Working on the assignment in a virtual environment is highly encouraged.
In this assignment, we recommend you use Python `3.7` (we briefly tested `3.6.8` and it seemed to work too).
You will need to make sure that your virtualenv setup is of the correct version of python.
We will be using *PyTorch* in this assignment.
Please see below for executing a virtual environment.
pip3 install virtualenv If you didn’t install it
virtualenv -p $(which python3) ./venv_cs566_hw3
pip3 install -r requirements.txt
Work on the assignment
Deactivate the virtual environment when you are done
Work with IPython Notebook
To start working on the assignment, simply run the following command to start an ipython kernel.
add your virtual environment to jupyter notebook
python -m ipykernel install –user –name=venv_cs566_hw3
port is only needed if you want to work on more than one notebooks
jupyter notebook –port=<your_port>
and then work on the problem in `Policy_Gradients.ipynb` notebooks.
Check the python environment you are using on the top right corner.
If the name of environment doesn’t match, change it to your virtual environment in “Kernel>Change kernel”.
Working on the Problem
In the notebook file `Policy_Gradients.ipynb`, we indicate `TODO` or `Your Code` for you to fill in with your implementation.
You only need to edit this notebook, and only inside the specified TODO blocks.
PLEASE DO NOT CLEAR THE OUTPUT OF THE CELLS IN THE .ipynb FILES
Your outputs on the `.ipynb` files will be graded.
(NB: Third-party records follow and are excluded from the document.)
PR #2733, opened 2025-12-09
Update rdoc and comments

ksss:
The table notation in rdoc v6.17.0 has been corrected, resulting in a more Markdown-like representation.

ref: https://github.com/ruby/rdoc/pull/1483


soutaro:
We will try to update RDoc to 6.17.0 on 3.10 too.

PR #2745, opened 2025-12-12
[Kernel] Narrow `caller_locations`

vpellan:
This PR narrows the type of `caller_locations` if `start` parameter is not given. `caller_locations` can return `nil` only if it has a `start` parameter.


ksss (commented):
@vpellan 
Thank you for the PR. The changes look good.
Could you add some test code?

vpellan:
Hello! Thanks! I added tests in 819bdf017c32665140eabfbd3124b2f07bc3adcb

PR #94, opened 2019-04-11
wake: support [a,b,c] list syntax

terpstra:
```
[] = Nil
[a] = (a, Nil)
[a,b,c] = (a, b, c, Nil)
[[4],[]] = ((4, Nil), Nil, Nil)
```

Do we want this? I don't think it helps people who already know wake, but every time someone first learns wake I hear complaints about ```Nil```. If having dedicated syntax for lists helps people get started, maybe it's worth the added complexity.


mmjconolly:
>     1. It muddies the water by disguising the fact that "a, b, c" means prepend a to b to c.
I don't feel that a new person would think that unless they already did a lot of functional programming. Until yesterday I had thought that adding the suffix `, Nil` was the way to construct a list, and `++ (item, Nil)` the only way to append.

If you find the time, I do feel that `[ ]` is a great readability improvement

sistillson:
I agree with Mathew. It's well understood by most people who have studied programming languages that a list is usually implemented as syntactic sugar for cons pairs i.e
[1,2,3] => (cons 1 (cons 2 (cons 3 Nil)))

and, although 1,2,3,Nil is easier to write than (cons 1 (cons 2 (cons 3 Nil))) it's even easier
tow write [1,2,3] and you would stop having to wrap all your lists with () to make sure
everything bound correctly.

terpstra:
Just an update on this PR. I am leaning heavily towards making unary , a postfix operator. Furthermore, I want to make all bijective functions available in pattern matches.

Therefore, it will soon be possible to:
```
export def x, = x, Nil
```

Thereafter, people can construct and match lists like this:
```
def mylist = 1, 2, 3,
def somecall = somefn (1, 2, 3,)
def oneElementList = match _
  a,  = Some a
   _ = None
```

I realize this is not quite the syntax people were hoping for (it requires a trailing comma), but I think it will be a better holistic fit for the wake language.

mmjconolly:
Wanted to circle around on this and see if there was any way we could get a non `, Nil` list syntax

terpstra:
I'm closing this as it's super old and I'm not happy with it.
If we add a `[a, b, c]` syntax, I'd prefer it to be for `Vector` instead.
Also, we can now write `(a, b, c,)` for a List, anyway.

PR #113, opened 2019-05-04
Update MacOS with Homebrew instructions

jackkoenig:
We need like a clean laptop we can wipe and check install instructions


terpstra:
Did you try this on a clean system?

jackkoenig:
I tried it on a Berkeley colleague’s laptop. Now that we’re open source we could add Travis build regressions that could check this.

PR #114, opened 2019-05-06
fuse.cpp: relicense under Apache 2

terpstra:
With permission (via private email) of the authors, Miklos Szeredi and
Sebastian Pipping, we've agreed to relicense this file from GPL to Apache 2.


terpstra:
@hartwork @szmi Here's the PR. It seems I cannot set you guys as a reviewer, so just linking you via comment!

hartwork:
I approve :smiley:

PR #120, opened 2019-05-08
use execvp instead of execv

albertchen-sifive:
so that we don't need to absolute paths to executables in our cmdlines.


terpstra:
The original rationale was: use which in wake so that if the selected executable ever changes, wake will rerun the job.

However, now that wake runners might run the job remotely to gain access to differently installed tools, it becomes inappropriate to select the tool using only local information.

PR #126, opened 2019-05-09
Beginnings of a quick reference guide

sistillson:
Please comment, and add.


terpstra:
It would be nice to include this in v0.15. But I guess everyone is too busy to finish it at this point?

PR #127, opened 2019-05-12
No exceptions

### LINKED ISSUE #87: Exceptions from C++ could use more context
When functions like 'mkdir' or 'regexp' fail, they should include what was the argument in the exception string. @albertchen-sifive

terpstra:
This PR completely removes Exceptions from the wake language.

Instead, we use the type 'Result' for methods which might fail and include an exceptional case in the 'Path' type. This makes the common case of chaining jobs together behave like it did before, but makes it easy to write much more robust code in general.

Fixes #87.


terpstra:
The most invasive parts of this change are two-fold:
- Regular Expressions must now use back-tics
- A few less-used system calls now return a Result

terpstra:
It's somewhat surprising to me that this PR only removes 88 lines despite modifying over a thousand. I guess the cost of handling failures follows the law of conservation of complexity.

PR #131, opened 2019-05-16
JSON based runners

terpstra:
This PR switches FUSE to use the JSON API.
It also adds an alternative implementation using a preload shim for use in docker.

The changes are fairly enormous mostly due to moving code from wake to common and attenuate refactoring work.


terpstra:
I'm going to merge this PR, even though it breaks control-C of builds on mac OS. I'm going to try another refactor where the FUSE mount is shared between invocations to improve reliability.

PR #133, opened 2019-05-21
Add functions for turning List of Option|Result to Option|Result of List

jackkoenig:
h/t @terpstra for most of the work.

The motivating example was to turn `List (Result a b)` -> `Result (List a) b`.

This can be done with `findFail` which finds the first `Fail` in a `List` or returns `Pass (List a)`. There are related functions `findFailFn`, `findPass`, and `findPassFn`.

We already had `findSome` which is similar but for `List (Option a)`, so we also generalized that into `findSome`, `findSomeFn`, `findNone`, and `findNoneFn`.


jackkoenig:
@terpstra Done, although I didn't add examples

Issue #98, opened 2019-04-17
If you're in a fuse directory when the job ends it doesn't get deleted


jackkoenig:
Workaround:
```
$ sudo diskutil unmount [dir]
```

terpstra:
This seems impossible for wake to solve. Either the fuse runner (and by extension wake) would have to hang indefinitely, or the directory does not get unmounted (current behaviour). Both are awful. I marginally prefer the current behaviour since sending SIGKILL to the mount at least solves this sometimes on linux with lazy unmount semantics.

terpstra:
Since the mount is now managed by a daemon, it can safely outlive the build.

PR #134, opened 2019-05-22
FUSE: use a daemon

terpstra:
This PR makes all FUSE runners share a common mount point.

The advantages to this approach:
- more reliable (no need to carefully coordinate subprocess kill on every job)
- faster (less mounting and unmounting)
- it fixes osxfuse builds faced with Control-C


terpstra:
Fixes #98

PR #145, opened 2019-05-25
Debian packaging

terpstra:
Improve wake with a release methodology.
Add debian package files to the repository.
Use CI to build debian packages on PRs.


debian/README
```diff
@@ -0,0 +1,10 @@
+The Debian Package wake
+----------------------------
+
+Wake is a build orchestration tool and language.
+If you have a build whose steps cannot be adequately expressed in
+make/tup/basel/etc, you probably need wake.
```
richardxia: It's spelled "bazel", since it's an anagram of Google's internal blaze tool.

terpstra:
That's embarrassing. I think I was cooking when I wrote that part of the
README. :P Thanks.

PR #146, opened 2019-05-28
Generate and publish release tarball and Debian/Ubuntu/RedHat packages

terpstra:
When finished, this PR will make the CI system generate the images we need to make a release.


richardxia:
By the way, I took a look at the [Circle CI documentation on build artifacts](https://circleci.com/docs/2.0/artifacts/), and they explicitly mention:

> Artifacts are designed to be useful around the time of the build. It is best practice not to rely on artifacts as a software distribution mechanism with long term future guarantees.

We'll need to come up with a different system for actually hosting the built releases longer term, but it's at least good to get this automation up and running.

PR #1235, opened 2021-06-15
refactor: bw-incompatible cleanup of usage models

dkunitsk:

### Summary of Changes

For the ongoing feature work, we need a feature usage model. I created a general `Usage` model (similarly to generic [Owner](https://github.com/amundsen-io/amundsen/blob/main/databuilder/databuilder/models/owner.py#L23)) which serves as a superclass for `ColumnReader` and `DashboardUsage`. For features, we will use `Usage` directly. 

I found that table usage had two nearly identical models: `ColumnUsageModel` and `ColumnReader` are identical except for argument names (`table_name`/`column_name` vs `table`/`column`). Naturally, I picked the model which had tests and deleted the other. `ColumnReader` also seems to predate and be in wider use than the deleted model. 

Finally, table and dashboard usage models previously created users with empty-string defaults (e.g. `'github_username': ''`). I can't see what value that'd be to anyone, so I've replaced it with the more natural form.

Nothing has been done about "Column" usage not supporting usage at the column level... Although I did remove the error raised when passing a column other than `"*"` to minimize impact since the model which was deleted used to ignored the column name instead of failing.

### Tests

New test of new `Usage` model. Updated tests of modified models. 

### CheckList


dorianj:
cc @sewardgw

dorianj (commented):
Seems super sensible to me 👍 

Can you draft the message describing to community what the bw-incompat changes are, and what they'll need to do to upgrade?

dkunitsk:
Thanks @dorianj! See draft message below:

Backwards incompatible change alert:

Redundant databuilder class [ColumnUsageModel](https://github.com/amundsen-io/amundsen/blob/3bbc4669a53526e273b5b717d2ecf028fc5233a3/databuilder/databuilder/models/column_usage_model.py#L20) was deleted in favor of [ColumnReader](https://github.com/amundsen-io/amundsen/blob/main/databuilder/databuilder/models/table_column_usage.py) which is in wider use and has test coverage. The only difference between them is arguments `table_name` and `column_name` are called `table` and `column`. 

This is done to remove redundancy and refactor usage models to subclass [Usage](https://github.com/amundsen-io/amundsen/blob/main/databuilder/databuilder/models/usage/usage.py), which implements common behavior for table and dashboard usage. A similar refactor was done for [Owner](https://github.com/amundsen-io/amundsen/blob/main/databuilder/databuilder/models/owner.py#L23) - e.g. see [TableOwner](https://github.com/amundsen-io/amundsen/blob/main/databuilder/databuilder/models/table_owner.py#L10) which subclasses it.

Note: For tables, there is still no usage at the column level, despite the misleading model names. The names were retained to reduce the impact radius.

feng-tao:
@dkunitsk Will look at tonight, but before I go through, does it work for gremlin/ neptune and Mysql store? cc @AndrewCiambrone @crazy-2020

feng-tao:
the columnReader could be the one we initially used to do query parsing with antlar to get column usage before we remove all those antlar classes.

dkunitsk:
@feng-tao thanks!! Yes, `Usage` is table and graph serializable and in general no tests have been deleted so all that good stuff should continue to work. 

Re the Lyft context: thank you! You're right there is a custom transformer that I didn't know about. Luckily it's using TableColumnUsage (which is yet a 3rd table usage model...) and that one has remained backwards compatible. 

Looking forward to your review.

databuilder/databuilder/models/feature/feature_watermark.py
```diff
@@ -18,6 +18,8 @@ class FeatureWatermark(GraphSerializable):
     """
     NODE_LABEL = 'Feature_Watermark'
 
+    TYPE_ATTR = 'watermark_type'
```
dkunitsk, line 21: this is unrelated to the `Usage` stuff. Just a minor improvement in the ongoing feature work.

databuilder/databuilder/models/dashboard/dashboard_usage.py
```diff
@@ -51,73 +41,29 @@ def __init__(self,
...
-        )
-        yield dashboard_usage_record
+            return super().create_next_node()
+        return None
 
-    def __repr__(self) -> str:
-        return f'DashboardUsage({self._dashboard_group_id!r}, {self._dashboard_id!r}, ' \
-               f'{self._email!r}, {self._view_count!r}, {self._should_create_user_node!r}, ' \
-               f'{self._product!r}, {self._cluster!r})'
+    # override superclass for customized _should_create_user_node behavior
```
crazy-2020, line 64: nit: what do you think if we move `_should_create_user_node`(defaults to true) to Usage constructor? Thanks

databuilder/databuilder/models/table_column_usage.py
```diff
@@ -6,64 +6,51 @@
...
 from databuilder.models.graph_relationship import GraphRelationship
 from databuilder.models.graph_serializable import GraphSerializable
 from databuilder.models.table_metadata import TableMetadata
 from databuilder.models.table_serializable import TableSerializable
-from databuilder.models.user import User
+from databuilder.models.usage.usage import Usage
 
 
-class ColumnReader(object):
+class ColumnReader(Usage):
```
mgorsk1, line 18: Is there a reason why we don't have explicit `ColumnReader` and `TableReader`. This is one thing that is still confusing for me - if we don't support per-column usage then why have ColumnReader at all?

databuilder/databuilder/models/table_column_usage.py
```diff
@@ -6,64 +6,51 @@
...
+                db=database,
+                cluster=cluster,
+                schema=schema,
+                tbl=table),
+            user_email=user_email,
+            read_count=read_count,
+        )
 
 
 class TableColumnUsage(GraphSerializable, TableSerializable):
```
mgorsk1, line 46: Again, the naming is confusing and I am not sure why it's not just `TableReader`

mgorsk1 (commented):
awesome idea, thanks for doing this. two small nits regarding naming, which I think is slightly ambiguous

databuilder/databuilder/models/column_usage_model.py
```diff
@@ -1,118 +0,0 @@
-# Copyright Contributors to the Amundsen project.
-# SPDX-License-Identifier: Apache-2.0
-
-from typing import Iterator, Union
```
feng-tao, line 4: make sense to delete the duplicate one... I kinda recalled now which the model is purely for csv column usage support (e.g https://github.com/amundsen-io/amundsendatabuilder/pull/173)

databuilder/databuilder/models/table_column_usage.py
feng-tao: which one is for tableReader? i think the initial implementation is to implement both column usage and table usage in one model with query parser extractor with antlar. Then we found the query parser antlar has many production issues (e.g memory OOM) which we remove the extractor and leave the models here.

databuilder/databuilder/models/table_column_usage.py
feng-tao: We plan to support in the first place (even before the project is open source)... but we found that the antlar usage extractor we have have some performance issues...

feng-tao (commented):
looks reasonable. The deleted one are quick start use case with csv extractor. Not sure if you have the chance to test the quick start flow which the column usage still shows up in the UI(it is fine if not though)...

feng-tao (approved):
lgtm from my side with a few questions (e.g will it break the quick start script if we remove the duplicated column usage model)?

databuilder/databuilder/models/table_column_usage.py
dkunitsk: I myself can't speak to the history, but going forward there's not many options except:

- rename the current classes, which would be a larger incompatible change
- add new duplicate classes doing the same thing but named more correctly. Not sure it would get much adoption and may add confusion
- wait until we do implement per-column usage inside the existing classes. In that case having `ColumnReader` also do table usage when column is not specified does make sense. 

If and when the last option happens, everything will make sense. Until then, we either have to accept the weirdness or be willing to make a bigger incompatible change.

databuilder/databuilder/models/dashboard/dashboard_usage.py
dkunitsk: This is a good idea, and would also be helpful in the generic Owner class, which has to do the same thing. If you don't mind, I will do this in a follow up.

dkunitsk:
@feng-tao have run quick start guide:
- started local neo4j (via docker-amundsen.yml)
- ran `sample_data_loader` from this branch (i modified it in this PR to stop using the redundant model)
- checked local neo4j. The usages are showing up as specified in `sample_column_usage.csv` between entities and users. 

I believe that means we're 💯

We will not rerun the code. If the outputs are missing, that will will be considered as if it is not attempted, and such cases will be penalized.
How to submit
Run the following command to zip all the necessary files for submitting your assignment.
sh collectSubmission.sh <USC_ID>
This will create a file named `<USC_ID>.zip` (eg. 4916525888.zip). Please submit this file through the [Google form](https://forms.gle/Q5AmgG1iXWqD1oQQ8).
If you have to create own .zip file, make sure to ONLY include the `Policy_Gradients.ipynb` file, and name your file as `<USC_ID>.zip`.
We will deduct points if you don’t follow the above submission guideline.
If you have any question or find a bug in this assignment (or even any suggestions), we are
more than welcome to assist. Please take a look at the FAQ section below before posting a question.
Again, NO INDIVIDUAL EMAILS WILL BE RESPONDED.
PLEASE USE **PIAZZA** TO POST QUESTIONS (under folder hw3).
– **Can I reuse the virtualenv from previous assignments?**
You can reuse the virtual environment but you should install the missing packages using `pip3 install -r requirements.txt`.
Usually it is simpler to create a new virtualenv, as given in the instructions above.
– **Do I need to retain training outputs like videos in the ipython notebook?**
**Yes!** Please do not manually clear any outputs from your notebooks (Note that sometimes the given code will clear the output for you, but you do not need to worry about it).